(Problem description) This exercise needs all of the entries set down again, exactly as they read.

(Extracted records)
Issue #302, opened 2016-04-18
etcd namer


olix0r:

olix0r:
We have the ability to do this (we have an etcd client), but we don't have any authoritative service registry scheme for etcd. We should open tickets for each of these schemes, if they exist.

Issue #301, opened 2016-04-18
etcd namerd storage


olix0r:

olix0r:
https://github.com/BuoyantIO/linkerd/pull/362

PR #303, opened 2016-04-18
Introduce an etcd client

olix0r:
io.buoyant.etcd provides a client library over etcd's HTTP api. This will facilitate #301 and #302.


olix0r:
This code is actually some of Buoyant's oldest code, so please do give this a thorough review (esp for style).

etcd/src/integration/scala/io/buoyant/etcd/EtcdIntegrationTest.scala
```diff
@@ -0,0 +1,243 @@
...
+    if (process != null) {
+      process.destroy
+    }
+  }
+
+  def serverName =
+    Option(System.getProperty("ETCD_NAME")) match {
+      case None | Some("") => "/$/inet/127.1/4001"
+      case Some(name) => name
+    }
```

(Answer to this exercise)
Issue #302, opened 2016-04-18
etcd namer


olix0r:

olix0r:
We have the ability to do this (we have an etcd client), but we don't have any authoritative service registry scheme for etcd. We should open tickets for each of these schemes, if they exist.

Issue #301, opened 2016-04-18
etcd namerd storage


olix0r:

olix0r:
https://github.com/BuoyantIO/linkerd/pull/362

PR #303, opened 2016-04-18
Introduce an etcd client

olix0r:
io.buoyant.etcd provides a client library over etcd's HTTP api. This will facilitate #301 and #302.


olix0r:
This code is actually some of Buoyant's oldest code, so please do give this a thorough review (esp for style).

etcd/src/integration/scala/io/buoyant/etcd/EtcdIntegrationTest.scala
```diff
@@ -0,0 +1,243 @@
...
+    if (process != null) {
+      process.destroy
+    }
+  }
+
+  def serverName =
+    Option(System.getProperty("ETCD_NAME")) match {
+      case None | Some("") => "/$/inet/127.1/4001"
+      case Some(name) => name
+    }
```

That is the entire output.